Très à l’aise avec son héritage cinématographique, David Depesseville porte le jeune héros orphelin de son film vers les cimes de la mythologie.
On nomme astrakan la fourrure noire fournie par les agneaux morts-nés. Ce mouton noir sacrifié, c’est Samuel, garçon de 12 ans placé dans une nouvelle famille au début du film. S’il y a un héritage difficile à revendiquer, c’est bien celui de Robert Bresson. Dans son premier long métrage, David Depesseville s’avère pourtant en être un disciple prometteur. Du maître janséniste, le cinéaste remixe les motifs les plus foudroyants avec une vitalité impressionnante, préservant toujours sa propre singularité.

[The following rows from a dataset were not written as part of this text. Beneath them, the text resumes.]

PR #460, opened 2023-07-03
Use parenthesis for base types

jrandolf:
CDDL doesn't allow composition with non-groups.

Basically, you have the following ABNF:

```
   grpent = [occur S] [memberkey S] type
            / [occur S] groupname [genericarg]  ; preempted by above
            / [occur S] "(" S group S ")"
```

When you you don't use parenthesis, it matches the first branch, but this is bad because for maps (types declared with { ... }), this is not valid ("If the memberkey is not given, the entry can only be used for matching arrays, not for maps." (Ctrl + F this)).

Thus we need to declare the base types with parenthesis.

See https://www.rfc-editor.org/rfc/rfc8610.html#appendix-C for the relevant spec.

***
<a href="https://pr-preview.s3.amazonaws.com/jrandolf/webdriver-bidi/pull/460.html" title="Last updated on Jul 3, 2023, 9:23 AM UTC (1431ad5)">Preview</a> | <a href="https://pr-preview.s3.amazonaws.com/w3c/webdriver-bidi/460/e8bb82d...jrandolf:1431ad5.html" title="Last updated on Jul 3, 2023, 9:23 AM UTC (1431ad5)">Diff</a>

### DIFF
--- a/index.bs
+++ b/index.bs
@@ -3502,13 +3502,13 @@ empty map.  It's used to track the network events for which a
 #### The network.BaseParameters Type #### {#type-network-BaseParameters}
 
 <pre class="cddl local-cddl">
-network.BaseParameters = {
+network.BaseParameters = (
     context: browsingContext.BrowsingContext / null,
     navigation: browsingContext.Navigation / null,
     redirectCount: js-uint,
     request: network.RequestData,
     timestamp: js-uint,
-}
+)
 </pre>
 
 The <code>network.BaseParameters</code> type is an abstract type representing
@@ -4948,10 +4948,10 @@ script.RealmInfo = (
   script.WorkletRealmInfo
 )
 
-script.BaseRealmInfo = {
+script.BaseRealmInfo = (
   realm: script.Realm,
   origin: text
-}
+)
 
 script.WindowRealmInfo = {
   script.BaseRealmInfo,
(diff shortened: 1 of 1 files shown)


OrKoN:
@whimboo @jgraham could you please take a look?

thiagowfx (approved):

jgraham (approved):
OK. I don't really understand if this is intended to be syntactically invalid (obviously it matches the ABNF, but maybe violates the additional prose rules), or if it matches something but not what we want (in which case what?).

In either case it's annoying to have constructs that the tooling accepts but which apparently don't make sense :/

jrandolf:
The difference is not readily apparent. You see the difference when you consider arrays.

For example, consider the following:

```
apple = ( uint )
banana = ( apple )
mango = [
 * banana
]
banana-2 = { apple }
mango-2 = [
 * banana-2
]
```

`banana` is a group, so what this means is `mango = apple[]` in TS because groups are spread. `banana-2` is a type, so what this means is `mango-2 = banana-2[]` because types are not spread.

Fun fact:

You can have the CDDL `test = ( test )` which is valid, but literally means nothing for tooling because you can't determine if `test` is a group name or a type name. If you had `test = ( test .default 5 )`, the `test` would be a type because `.default` can only be used on types.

Entouré des figures parentales incarnées par Jehnny Beth, Bastien Bouillon, Lisa Heredia et Paul Blain, le jeune Mirko Giannini, doté d’un timbre clair et atone doublé d’un jeu intériorisé, fait preuve d’une présence extrêmement physique, rétive à toute psychologisation du corps. Traversée par un sens de l’ellipse fulgurant et d’un morcellement tranchant de l’espace, toute la partition sonore et visuelle semble ici converger vers un même horizon : saisir l’extrême sensorialité d’un milieu rural pour mieux renier l’enregistrement réaliste du quotidien dont serait porteur le film social.
Partir de la matière pour mieux la dépasser
À plusieurs moments, Astrakan se révèle proprement prodigieux, comme lors d’un raccord saisissant menant de la nef d’une église vers le détail d’un linceul blanc se teintant lentement d’une tache pourpre. De bout en bout, le film convoque un imaginaire biblique qui trouve son accomplissement dans le morceau musical final, élevant davantage son récit vers les cimes de la mythologie. Malgré sa dimension symbolique quelque peu outrée, cet épilogue trace à son agneau sacrificiel un chemin vers un nouvel horizon. Une trajectoire qui semble être aussi bien celle de son héros que le credo de son auteur : partir de la matière pour mieux la dépasser par la transcendance.
Astrakan de David Depesseville, avec Jehnny Beth, Bastien Bouillon, Mirko Giannini (Fr., 2022, 1 h 44). En salle le 8 février.